TASK ITEM
Below are the records; copy exactly the stretch from the line containing "mattmachell: There's potential" through the line containing "Note the legacy", both ends included, and nothing else.

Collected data
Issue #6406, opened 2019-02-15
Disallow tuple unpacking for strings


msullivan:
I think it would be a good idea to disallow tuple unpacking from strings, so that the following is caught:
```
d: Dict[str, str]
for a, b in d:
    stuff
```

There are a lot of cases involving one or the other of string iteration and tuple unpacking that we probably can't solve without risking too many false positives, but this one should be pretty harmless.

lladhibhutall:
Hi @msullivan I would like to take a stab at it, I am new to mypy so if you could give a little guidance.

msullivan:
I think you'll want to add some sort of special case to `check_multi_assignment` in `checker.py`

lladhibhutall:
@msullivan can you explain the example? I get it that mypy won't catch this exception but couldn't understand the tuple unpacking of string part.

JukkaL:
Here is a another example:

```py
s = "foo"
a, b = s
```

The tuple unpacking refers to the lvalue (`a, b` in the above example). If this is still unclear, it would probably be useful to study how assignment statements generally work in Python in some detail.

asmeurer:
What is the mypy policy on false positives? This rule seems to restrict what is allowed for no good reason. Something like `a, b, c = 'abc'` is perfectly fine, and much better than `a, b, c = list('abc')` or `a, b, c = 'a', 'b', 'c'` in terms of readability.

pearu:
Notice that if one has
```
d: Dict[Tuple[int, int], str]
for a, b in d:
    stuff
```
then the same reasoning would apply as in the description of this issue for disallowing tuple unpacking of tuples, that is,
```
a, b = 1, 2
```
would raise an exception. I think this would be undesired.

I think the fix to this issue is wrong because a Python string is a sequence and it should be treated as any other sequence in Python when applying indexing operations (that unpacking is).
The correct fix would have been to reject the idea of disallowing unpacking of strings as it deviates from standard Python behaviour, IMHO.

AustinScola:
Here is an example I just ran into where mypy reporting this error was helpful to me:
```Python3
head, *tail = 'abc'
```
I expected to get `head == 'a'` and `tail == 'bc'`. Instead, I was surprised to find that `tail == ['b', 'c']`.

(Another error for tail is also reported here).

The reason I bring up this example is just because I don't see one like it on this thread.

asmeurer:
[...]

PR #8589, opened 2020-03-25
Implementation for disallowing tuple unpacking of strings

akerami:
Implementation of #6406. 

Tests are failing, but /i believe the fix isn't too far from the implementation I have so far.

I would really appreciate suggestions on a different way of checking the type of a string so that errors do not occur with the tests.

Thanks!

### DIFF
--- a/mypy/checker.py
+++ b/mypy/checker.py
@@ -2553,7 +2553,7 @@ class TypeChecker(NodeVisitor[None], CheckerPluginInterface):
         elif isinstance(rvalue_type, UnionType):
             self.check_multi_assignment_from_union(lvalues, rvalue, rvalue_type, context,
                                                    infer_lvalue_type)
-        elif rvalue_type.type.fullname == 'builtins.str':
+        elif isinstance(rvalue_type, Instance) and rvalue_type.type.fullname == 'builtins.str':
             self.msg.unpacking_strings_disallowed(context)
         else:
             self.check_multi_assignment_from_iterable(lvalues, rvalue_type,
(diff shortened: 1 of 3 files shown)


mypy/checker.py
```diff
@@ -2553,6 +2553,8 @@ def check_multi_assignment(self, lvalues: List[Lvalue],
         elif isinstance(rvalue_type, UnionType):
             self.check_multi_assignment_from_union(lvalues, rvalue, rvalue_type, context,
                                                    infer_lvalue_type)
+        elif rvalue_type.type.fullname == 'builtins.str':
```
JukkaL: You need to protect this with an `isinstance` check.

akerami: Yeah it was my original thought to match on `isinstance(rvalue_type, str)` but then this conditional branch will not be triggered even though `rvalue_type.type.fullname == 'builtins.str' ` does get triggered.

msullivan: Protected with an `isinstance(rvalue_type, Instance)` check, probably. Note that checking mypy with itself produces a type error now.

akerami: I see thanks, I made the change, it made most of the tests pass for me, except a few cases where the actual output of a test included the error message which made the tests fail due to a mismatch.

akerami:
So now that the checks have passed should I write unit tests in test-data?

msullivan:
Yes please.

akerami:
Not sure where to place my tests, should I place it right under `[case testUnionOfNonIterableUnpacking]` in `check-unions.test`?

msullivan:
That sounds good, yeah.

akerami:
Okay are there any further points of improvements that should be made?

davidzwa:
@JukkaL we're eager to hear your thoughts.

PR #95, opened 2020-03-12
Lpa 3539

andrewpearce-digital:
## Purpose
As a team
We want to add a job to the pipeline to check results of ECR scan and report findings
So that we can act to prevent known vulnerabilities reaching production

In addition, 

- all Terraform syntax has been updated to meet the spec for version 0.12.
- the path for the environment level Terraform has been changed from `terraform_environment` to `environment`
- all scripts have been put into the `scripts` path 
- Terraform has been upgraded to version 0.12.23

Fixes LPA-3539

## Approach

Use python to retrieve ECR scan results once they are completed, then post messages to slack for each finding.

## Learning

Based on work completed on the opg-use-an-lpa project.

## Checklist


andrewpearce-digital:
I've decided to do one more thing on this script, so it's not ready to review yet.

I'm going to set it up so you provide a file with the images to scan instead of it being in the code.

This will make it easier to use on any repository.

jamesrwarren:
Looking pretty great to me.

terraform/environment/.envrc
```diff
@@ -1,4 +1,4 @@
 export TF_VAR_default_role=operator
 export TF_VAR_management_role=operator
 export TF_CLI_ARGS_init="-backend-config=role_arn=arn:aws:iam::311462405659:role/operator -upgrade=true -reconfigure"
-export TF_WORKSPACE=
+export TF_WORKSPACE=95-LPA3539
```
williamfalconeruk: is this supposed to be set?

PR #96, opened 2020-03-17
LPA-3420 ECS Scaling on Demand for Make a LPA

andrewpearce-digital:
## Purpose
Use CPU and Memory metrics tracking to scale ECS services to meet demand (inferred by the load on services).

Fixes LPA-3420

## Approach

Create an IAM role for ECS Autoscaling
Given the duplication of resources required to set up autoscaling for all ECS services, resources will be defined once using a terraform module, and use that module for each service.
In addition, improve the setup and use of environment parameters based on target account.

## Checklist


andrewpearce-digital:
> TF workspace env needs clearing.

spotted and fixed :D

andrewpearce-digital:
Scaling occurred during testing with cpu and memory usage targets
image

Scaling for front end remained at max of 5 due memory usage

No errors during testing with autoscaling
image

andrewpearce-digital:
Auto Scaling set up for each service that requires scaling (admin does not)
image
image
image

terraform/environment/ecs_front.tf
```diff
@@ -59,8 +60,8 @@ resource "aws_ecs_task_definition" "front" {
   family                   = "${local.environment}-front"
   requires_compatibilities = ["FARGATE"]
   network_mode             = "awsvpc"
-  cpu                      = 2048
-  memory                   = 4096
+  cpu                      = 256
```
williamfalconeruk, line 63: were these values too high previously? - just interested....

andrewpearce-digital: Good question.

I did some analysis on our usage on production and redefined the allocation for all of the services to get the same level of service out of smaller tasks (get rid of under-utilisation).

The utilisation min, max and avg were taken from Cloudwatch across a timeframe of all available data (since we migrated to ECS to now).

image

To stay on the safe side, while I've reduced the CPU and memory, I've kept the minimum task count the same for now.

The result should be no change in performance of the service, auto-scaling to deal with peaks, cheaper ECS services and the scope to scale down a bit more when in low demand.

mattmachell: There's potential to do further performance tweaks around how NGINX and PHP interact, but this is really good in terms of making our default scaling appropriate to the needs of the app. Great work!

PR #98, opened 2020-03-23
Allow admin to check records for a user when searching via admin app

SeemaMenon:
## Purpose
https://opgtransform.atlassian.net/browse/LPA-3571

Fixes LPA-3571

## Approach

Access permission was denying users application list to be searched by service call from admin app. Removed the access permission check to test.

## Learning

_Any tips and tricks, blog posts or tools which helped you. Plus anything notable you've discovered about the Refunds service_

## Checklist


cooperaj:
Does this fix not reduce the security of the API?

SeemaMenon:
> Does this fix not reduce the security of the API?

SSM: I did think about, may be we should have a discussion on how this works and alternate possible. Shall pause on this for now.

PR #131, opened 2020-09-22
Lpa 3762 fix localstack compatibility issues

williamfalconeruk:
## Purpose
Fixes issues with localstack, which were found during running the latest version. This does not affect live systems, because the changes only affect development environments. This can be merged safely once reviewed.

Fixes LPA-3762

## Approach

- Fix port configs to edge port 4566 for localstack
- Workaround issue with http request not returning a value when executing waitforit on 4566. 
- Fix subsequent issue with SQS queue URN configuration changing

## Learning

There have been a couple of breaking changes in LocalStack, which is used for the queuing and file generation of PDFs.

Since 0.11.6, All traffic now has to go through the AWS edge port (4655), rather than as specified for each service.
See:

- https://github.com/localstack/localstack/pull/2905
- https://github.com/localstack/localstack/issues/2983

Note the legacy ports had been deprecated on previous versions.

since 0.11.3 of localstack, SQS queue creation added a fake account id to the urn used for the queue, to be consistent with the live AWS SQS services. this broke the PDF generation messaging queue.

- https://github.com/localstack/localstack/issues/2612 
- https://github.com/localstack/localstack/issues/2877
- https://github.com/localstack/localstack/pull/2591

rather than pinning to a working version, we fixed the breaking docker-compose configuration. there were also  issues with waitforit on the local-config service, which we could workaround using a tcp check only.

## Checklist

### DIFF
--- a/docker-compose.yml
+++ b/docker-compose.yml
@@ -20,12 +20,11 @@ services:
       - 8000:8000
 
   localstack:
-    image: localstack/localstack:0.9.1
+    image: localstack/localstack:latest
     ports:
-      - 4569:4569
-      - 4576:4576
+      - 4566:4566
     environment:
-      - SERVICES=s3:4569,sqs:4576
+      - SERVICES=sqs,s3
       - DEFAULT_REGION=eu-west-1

WRITTEN REPLY
mattmachell: There's potential to do further performance tweaks around how NGINX and PHP interact, but this is really good in terms of making our default scaling appropriate to the needs of the app. Great work!

PR #98, opened 2020-03-23
Allow admin to check records for a user when searching via admin app

SeemaMenon:
## Purpose
https://opgtransform.atlassian.net/browse/LPA-3571

Fixes LPA-3571

## Approach

Access permission was denying users application list to be searched by service call from admin app. Removed the access permission check to test.

## Learning

_Any tips and tricks, blog posts or tools which helped you. Plus anything notable you've discovered about the Refunds service_

## Checklist


cooperaj:
Does this fix not reduce the security of the API?

SeemaMenon:
> Does this fix not reduce the security of the API?

SSM: I did think about, may be we should have a discussion on how this works and alternate possible. Shall pause on this for now.

PR #131, opened 2020-09-22
Lpa 3762 fix localstack compatibility issues

williamfalconeruk:
## Purpose
Fixes issues with localstack, which were found during running the latest version. This does not affect live systems, because the changes only affect development environments. This can be merged safely once reviewed.

Fixes LPA-3762

## Approach

- Fix port configs to edge port 4566 for localstack
- Workaround issue with http request not returning a value when executing waitforit on 4566. 
- Fix subsequent issue with SQS queue URN configuration changing

## Learning

There have been a couple of breaking changes in LocalStack, which is used for the queuing and file generation of PDFs.

Since 0.11.6, All traffic now has to go through the AWS edge port (4655), rather than as specified for each service.
See:

- https://github.com/localstack/localstack/pull/2905
- https://github.com/localstack/localstack/issues/2983

Note the legacy ports had been deprecated on previous versions.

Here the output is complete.